The decision came less than a week after a last-minute effort in Springfield to help keep the team in Illinois fell apart. Early Monday morning, the Illinois Senate approved legislation that would have allowed certain municipalities to create stadium authorities for professional sports venues. Supporters viewed the bill as a possible way to make an Illinois stadium project more attractive to the Bears. The measure never reached a House vote before lawmakers ended their spring session.
In a statement released Friday, Bears Chairman George McCaskey said the team’s board of directors voted the day before to advance the Hammond project. Team officials have not identified an exact location for the stadium, but they described Northwest Indiana as the focus of their efforts moving forward. The announcement was one of the clearest signals yet about where the franchise sees its future, though it did not completely shut down discussions elsewhere.
That became clear almost immediately after the statement was released. State Sen. Bill Cunningham said Bears President and CEO Kevin Warren called him Friday morning before the announcement became public. Cunningham, who helped lead negotiations on stadium legislation in Illinois, said Warren told him he wanted to continue discussions. Cunningham also noted that the Bears released a similar statement earlier this year after Indiana lawmakers approved legislation creating a stadium authority, suggesting that Friday’s news may not be the final word.
Illinois officials were disappointed, but few sounded ready to walk away from the conversation. A spokesperson for Gov. JB Pritzker said the Bears have changed positions several times during the stadium search and argued that those shifts have slowed progress. At the same time, the governor’s office said Pritzker remains willing to consider an agreement that keeps the team in Illinois while protecting taxpayers from taking on unnecessary costs.

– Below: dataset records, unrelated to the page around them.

PR #2903, opened 2018-08-29
Constant folding a node with new constraint added

liqunl:
In constrainCmpeqne, a node is folded into a constant without adding a
new constraint. The parent node's handler will not do certain
optimizations without a constraint on the child node.

### DIFF
--- a/compiler/optimizer/VPHandlers.cpp
+++ b/compiler/optimizer/VPHandlers.cpp
@@ -11039,17 +11039,12 @@ static TR::Node *constrainCmpeqne(OMR::ValuePropagation *vp, TR::Node *node, boo
    TR::VPConstraint *constraint = NULL;
    if (result >= 0)
       {
-      if ((lhsGlobal || vp->lastTimeThrough()) &&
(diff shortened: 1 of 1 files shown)


liqunl:
@jdmpapin Can I have a review?

compiler/optimizer/VPHandlers.cpp
```diff
@@ -11039,17 +11039,12 @@ static TR::Node *constrainCmpeqne(OMR::ValuePropagation *vp, TR::Node *node, boo
    TR::VPConstraint *constraint = NULL;
    if (result >= 0)
       {
-      if ((lhsGlobal || vp->lastTimeThrough()) &&
-          performTransformation(vp->comp(), "%sChanging node [%p] %s into constant %d\n", OPT_DETAILS, node, node->getOpCode().getName(), result))
+      constraint = TR::VPIntConst::create(vp, result/*, isUnsigned*/);
+      if (lhsGlobal || vp->lastTimeThrough())
```
jdmpapin: Not necessarily a problem, but I don't think this `if` is needed anymore, since `replaceByConstant()` already checks the same condition before actually folding. At this point it should be fine to unconditionally `replaceByConstant()` and then return

mstoodle:
genie-omr build all

PR #2906, opened 2018-08-30
AArch64: Add constructors for ARM64AdminInstruction

knn-k:
This commit adds constructors with RegisterDependencyConditions for
ARM64AdminInstruction.

### DIFF
--- a/compiler/aarch64/codegen/ARM64Instruction.hpp
+++ b/compiler/aarch64/codegen/ARM64Instruction.hpp
@@ -711,8 +711,38 @@ class ARM64AdminInstruction : public TR::Instruction
     * @param[in] cg : CodeGenerator
     */
    ARM64AdminInstruction(TR::InstOpCode::Mnemonic op, TR::Node *node, TR::Node *fenceNode,
-                          TR::Instruction *precedingInstruction, TR::CodeGenerator *cg)
+                         TR::Instruction *precedingInstruction, TR::CodeGenerator *cg)
       : TR::Instruction(op, node, precedingInstruction, cg), _fenceNode(fenceNode)
+      {
+      }
+
+   /*
+    * @brief Constructor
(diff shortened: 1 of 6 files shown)


knn-k:
This is preparation for generating `ret` instruction with register dependency.

compiler/aarch64/codegen/ARM64Instruction.hpp
```diff
@@ -711,11 +711,41 @@ class ARM64AdminInstruction : public TR::Instruction
...
       : TR::Instruction(op, node, precedingInstruction, cg), _fenceNode(fenceNode)
       {
       }
 
+   /*
+    * @brief Constructor
+    * @param[in] op : instruction opcode
+    * @param[in] cond : register dependency conditions
+    * @param[in] node : node
+    * @param[in] fenceNode : fence node
```
0xdaryl: Can you provide more details on what the fence node is and what a consumer of this instruction is expected to provide?

knn-k: There are examples in omr/compiler/arm/codegen/OMRTreeEvaluator.cpp passing a fence node to `generateAdminInstruction()`.  The fence node comes from `TR::Node::createRelative32BitFenceNode()` .  The p version of OMRTreeEvaluator.cpp does it in a similar way.

0xdaryl: OK.  I studied this code a bit more and my confusion came from the overloaded nature of an "admin" instruction.  A fence node is only needed for (surprise!) fence instructions, and it's a fabricated node to hold the kind of relocation represented by the fence.  I believe using a node rather than some other structure is historical.  Anyway, I'm fine with this.

0xdaryl:
This is an AArch64-specific change, a genie build is not required.

PR #2910, opened 2018-08-30
Deprecate many unused Z codegen APIs - Part II

fjeremic:
This is a continuation of #2882.

- Deprecate isOperandLW as it is unused
- Deprecate S390OpProp_(Target|Src|Src2)LW
- Deprecate isBeginBlock as it is unused
- Deprecate TR_S390AutoMarkers and TR_S390CompareConventions
- Deprecate auto marker symbol in the optimizer
- Deprecate SpecialArgumentRegisters
- Fold several PLX related queries which always return false
- Deprecate StrictestAutoSymbolAlignment
- Fold alreadySaved(...) to always return false
- Deprecate useCachedStaticAreaAddresses
- Deprecate several unused functions in OMRLinkage
- Deprecate cachedStackRegisterForOutgoingArguments
- Fold getLengthStartForSSInstruction to be 1 always 


fjeremic:
@mstoodle could I please get a review for this one as well? There are more parts coming after.

compiler/z/codegen/OMRLinkage.hpp
```diff
@@ -89,12 +76,6 @@ enum TR_S390LinkageConventions
    TR_JavaPrivate          = 0x1,   ///< Java private linkage
    TR_JavaHelper           = 0x2,   ///< Java helper linkage
```
fjeremic: This `enum TR_S390LinkageConventions` shouldn't actually exist. We need to fold this enum into `TR_LinkageConventions` which is an extensible enum exactly for this purpose. I've opened up #2911 to track this.

fjeremic:
> genie-omr build all

Cool! Didn't know you didn't need the '@' before genie-omr.

compiler/z/codegen/OpMemToMem.cpp
```diff
@@ -450,7 +450,7 @@ MemToMemConstLenMacroOp::generateRemainder()
    uint64_t len = (uint64_t)_length;
    TR::Instruction * cursor = (_cursor == NULL ? _cg->getAppendInstruction() : _cursor);
 
-   if ((len >= (uint64_t)(_cg->getS390Linkage())->getLengthStartForSSInstruction()) && len > 0)
+   if (len >= 1)
```
mstoodle: Maybe set this into an appropriately named const uint64_t rather than leaving as the almost as generic-as-you-get magic constant '1' ?

fjeremic: I agree. Fixed in e46cb2d

fjeremic:
@genie-omr build all

mstoodle:
Assuming tests pass, I think this can be merged. @fjeremic feel free to ping me to merge if you happen to notice tests finishing before I do.

fjeremic:
@mstoodle I think this one should be ready.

Chicago officials made a similar point. Mayor Brandon Johnson’s office said the Bears have explored multiple locations over the years and emphasized that no specific site has been selected in Hammond. The city said it intends to keep talking with the team for now. Cook County Board President Toni Preckwinkle also said county leaders remain interested in finding a path that could keep the Bears in Illinois.
The stadium search has taken several turns over the last few years. Arlington Heights once appeared to be the leading option after the Bears purchased the former Arlington Park property for $197 million in 2023. Chicago later emerged as another possibility when team officials proposed a new stadium near Soldier Field. Neither effort produced a final agreement, and attention gradually shifted toward Northwest Indiana as discussions in Illinois continued.
The Bears still play at Soldier Field under a lease that runs through 2033, although the team can leave earlier if it pays a penalty. The stadium remains tied to debt from a renovation completed in 2003, and Illinois officials have generally opposed providing direct public funding for a new facility. Instead, lawmakers focused on proposals involving financing structures and tax treatment rather than paying for stadium construction itself.
Indiana leaders wasted little time celebrating the announcement. Hammond Mayor Thomas McDermott Jr. called the project a major opportunity for the city and the surrounding region. Gov. Mike Braun also welcomed the Bears, saying the franchise could bring new economic activity to Northwest Indiana. Both officials portrayed the move as a win for the state, even though important details about the project still have not been finalized.
The Bears have spent more than a century in Illinois. The franchise began as the Decatur Staleys in 1920 before moving to Chicago a year later. After decades at Wrigley Field, the team relocated to Soldier Field in 1971, where it has remained ever since. Friday’s announcement does not mean construction is about to begin, and it does not end discussions taking place in Illinois. It does show where the organization’s attention is focused as one of the NFL’s longest-running stadium searches enters another chapter.